Jim Patrick had built The Gables, a three-story Prairie Palace that came to be a landmark. The carpenter contractor was J. D. Garlock of Garden City, Kansas, the grandfather of Pauline Minor of Sublette. It was located just across the road south from the townsite of Santa Fe, at the end of main street. A two-story well house with the windmill on top contained a tank on its upper floor into which the water was pumped. The water then flowed into the house creating, in effect, a pressurized water system.
Wilma (Miller) Preedy, in her handwritten memoirs remembered The Gables as a beautiful place.
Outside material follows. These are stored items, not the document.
PR #947, opened 2019-02-22
feat(Prototypes): add MenuButton

### LINKED ISSUE #877: Allow creating Button with attached Menu
## Feature Request

Allow creating Button with attached Menu. The functionality should follow [ARIA Navigation Menu example](https://www.w3.org/TR/wai-aria-practices/examples/menu-button/menu-button-links.html) with regards to the rendered DOM structure and keyboard handling. The only difference is that the menu should not be opened on hover, but on click.

### Requirements
 - menu open on enter/space and focus goes to first item in menu
-(Optional) Down Arrow: opens the menu and moves focus to the first menu item.
-(Optional) Up Arrow: opens the menu and moves focus to the last menu item.
- menu is closed on esc key and focus goes back to the button 
- if he press TAB key, focus goes naturally to next focusable element after menu and menu is closed
- if he press shift+tab key focus goes naturally to previous focusable element and menu is closed.
- able to do position of menu the same as for popup

### DOM structure

```
<div class="menu_button">
  <button id="menubutton"
          aria-haspopup="true"
          aria-controls="menu2">
    WAI-ARIA Quick Links
  </button>
   <!-- ul/li/a structure rendered by Menu component -->
  <ul id="menu2"
      role="menu"
      aria-labelledby="menubutton">
    <li role="none">
      <a role="menuitem" href="https://www.w3.org/">
        W3C Home Page
      </a>
    </li>
```

layershifter:
Fixes #877.


kolaps33:
nice work :) 👍 
tested from accessibility point of view, it works as expected... Keyboard behavior as well reader experience.

kolaps33 (approved):

docs/src/prototypes/MenuButton/MenuButton.tsx
```diff
@@ -0,0 +1,198 @@
...
+    const { accessibility, button, disabled, menu, placement } = this.props
+    const { menuOpen } = this.state
+    const accessibilityBehavior: AccessibilityBehavior = accessibility({
+      ...this.props,
+      ...this.state,
+    })
+
+    return (
+      <MenuButtonWrapper onKeyDown={this.handleKeyDown}>
+        <Manager>
```
kuzhelov: nit: lets import it as `PopperManager`, to make things a bit easier to reason about, same might say about `Reference` -> `PopperReference`

docs/src/prototypes/MenuButton/MenuButton.tsx
```diff
@@ -0,0 +1,198 @@
...
+          <Reference>
+            {({ ref }) => (
+              <Ref
+                innerRef={(buttonNode: HTMLButtonElement) => {
+                  // @ts-ignore
+                  this.buttonRef.current = buttonNode
```
kuzhelov: actually, quite concerned about us doing that. If some day this will be really implemented as read-only prop (at JS level), we would have real problems with that. I would rather expect us following the interface that is suggested by React types

docs/src/prototypes/MenuButton/MenuButton.tsx
```diff
@@ -0,0 +1,198 @@
...
+        menuOpen: !prevState.menuOpen,
+      }))
+    },
+  })
+
+  handleDocumentClick = (e: MouseEvent) => {
+    const { menuOpen } = this.state
+    const target = e.target as HTMLElement
+    const isInside =
+      _.invoke(this.buttonRef.current, 'contains', target) &&
```
kuzhelov: this should be `or` condition - actually, now it will never evaluate to `true`

docs/src/prototypes/MenuButton/MenuButton.tsx
```diff
@@ -0,0 +1,198 @@
...
+  render() {
+    const { accessibility, button, disabled, menu, placement } = this.props
+    const { menuOpen } = this.state
+    const accessibilityBehavior: AccessibilityBehavior = accessibility({
+      ...this.props,
+      ...this.state,
+    })
+
+    return (
+      <MenuButtonWrapper onKeyDown={this.handleKeyDown}>
```
kuzhelov: just as a matter of thought - should we, instead, remove this `MenuButtonWrapper` component and make `MenuButton` to be the one that is created as Stardust component? I mean, I do understand that the fact `state` is used in `MenuButton`, potentially, had forced towards using wrapper as Stardust component, but now 
- we are defining accessibility as a prop of `MenuButton`  component
- and instead of letting Stardust to process the accessibility, we are using this internal logic here

I would expect things top remain encapsulated - so that, in case if there will be any update to the way how `accessibility` is processed, this update will reach `MenuButton` component as well.

What do you think?

docs/src/prototypes/MenuButton/MenuButton.tsx
```diff
@@ -0,0 +1,198 @@
...
+        menuOpen: false,
+      })
+    }
+
+    if (shouldOpen) {
+      this.setState({ lastKeyCode: keyCode, menuOpen: true })
+    }
+  }
+
+  handleMenuItemOverrides = accessibilityBehavior =>
```
kuzhelov: lets accept `menuItemAccessibilityBehavior` as an argument of this method: this will decouple it from the parent accessibility object of `menuButton`, as well as will make it easier to infer the intent at the place of usage:

```js
Menu.create(menu, {
   defaultProps: {
      ...accessibilityBehavior.attributes.menu,
     overrideProps: {
       items: this.handleMenuItemOverrides(accessibilityBehavior.menuItem),
       ...
```

docs/src/prototypes/MenuButton/MenuButton.tsx
```diff
@@ -0,0 +1,198 @@
...
+import * as PopperJS from 'popper.js'
+import * as React from 'react'
+import { Manager, Reference, Popper } from 'react-popper'
+
+import { focusButton, focusMenuItem, focusNearest } from './focusUtils'
+import menuButtonBehavior from './menuButtonBehavior'
+import MenuButtonWrapper from './MenuButtonWrapper'
+
+export interface MenuButtonProps {
+  accessibility?: Accessibility
```
kuzhelov: maybe we should omit this prop from `MenuButton`'s API - because, essentially, we don't expect this behavior to be overriden, given that `MenuButton` component (which is not even a Stardust component) is introduced just for the sake of matching the exact behavior described here: https://www.w3.org/TR/wai-aria-practices/examples/menu-button/menu-button-links.html .

docs/src/prototypes/MenuButton/index.tsx
```diff
@@ -0,0 +1,81 @@
...
+    const { placement } = this.state
+
+    return (
+      <PrototypeSection title="MenuButton">
+        <ComponentPrototype
+          title="A sample MenuButton"
+          description={
+            <>
+              A sample MenuButton, follows{' '}
+              <a href="https://www.w3.org/TR/wai-aria-practices/examples/menu-button/menu-button-links.html">
```
kuzhelov, line 29: 👍

docs/src/prototypes/MenuButton/MenuButton.tsx
kuzhelov: a bit concerned that, in contrast to any other Stardust component, we are making this one to be not extendable by any user-defined attributes. Was it done intentionally?

docs/src/prototypes/MenuButton/MenuButton.tsx
layershifter: Makes a sense to me, will be more obvious, done 👍

docs/src/prototypes/MenuButton/MenuButton.tsx
layershifter: Replaced `buttonRef` with `buttonNode` and `menuRef` with `menuNode`, agree with you there :)

---

Going to introduce some ref utils to solve these situations:
```jsx
<Ref innerRef={mergeRef(this.buttonRef, ref)}>
//
const buttonRef = toRef(buttonNode)
```

docs/src/prototypes/MenuButton/MenuButton.tsx
layershifter: Great catch 👍

docs/src/prototypes/MenuButton/MenuButton.tsx
layershifter: Reworked this part, now we're passing: `(menuItemAccessibilityAttributes: AccessibilityAttributes) => {}`

docs/src/prototypes/MenuButton/MenuButton.tsx
layershifter: Replaced with:
```jsx
<div style={{ boxSizing: 'border-box',  display: 'inline-block' }} />
```

docs/src/prototypes/MenuButton/MenuButton.tsx
layershifter: Agree, removed 👍

docs/src/prototypes/MenuButton/MenuButton.tsx
layershifter: Yep, I removed `MenuButtonWrapper` as it doesn't make any reasonable value, but I don't see any way to make `MenuButton` as Stardust component except the HOC.

packages/react/src/index.ts
```diff
@@ -201,11 +201,23 @@ export {
...
-import { getFirstTabbable, getLastTabbable } from './lib/accessibility/FocusZone/focusUtilities'
-export const FocusZoneUtilities = { getFirstTabbable, getLastTabbable }
+import {
+  getFirstTabbable,
+  getLastTabbable,
+  getNextElement,
+  getPreviousElement,
+  focusAsync,
+} from './lib/accessibility/FocusZone/focusUtilities'
+export const focusZoneUtilities = {
```
kuzhelov: actually, this is a breaking change :( My full support to introduce it, but either
- by changing changelog entry accordingly
- by means of dedicated PR

docs/src/prototypes/MenuButton/focusUtils.ts
```diff
@@ -0,0 +1,16 @@
+import { focusZoneUtilities, Menu } from '@stardust-ui/react'
+
+export const focusMenuItem = (menuRef: HTMLUListElement, order: 'first' | 'last') => {
+  const selector = `.${Menu.Item.slotClassNames.wrapper}:${order}-child .${Menu.Item.className}`
```
kuzhelov, line 4: yes, this is something that might strike a user, as `.${Menu.Item.className}:${order}-child` is the most intuitive thing to try

kuzhelov (approved):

Needing attention, the house was sold at auction to Hank Hemker and Joe Meksch who razed it in the late 1930s or early '40s. The maple flooring and other parts were used in several homes in Sublette.
F. E. "Gene" Murphy is shown on the porch of his ranch house which he built in 1908. He once owned 100 quarter-sections of Haskell County land. This house located east of Santa Fe, later became the home of Harold Walters.
Note, the storm cellar, or "fraid hole" right.
F. E. (Gene) Murphy and Merton Elliot - 1914
This house is still in Sublette and proudly sits on the corner of Carson and Wooten
The header barge, high on one side, low on the other, was used to transport the bundles of wheat from the header to the stack or to the threshing machine.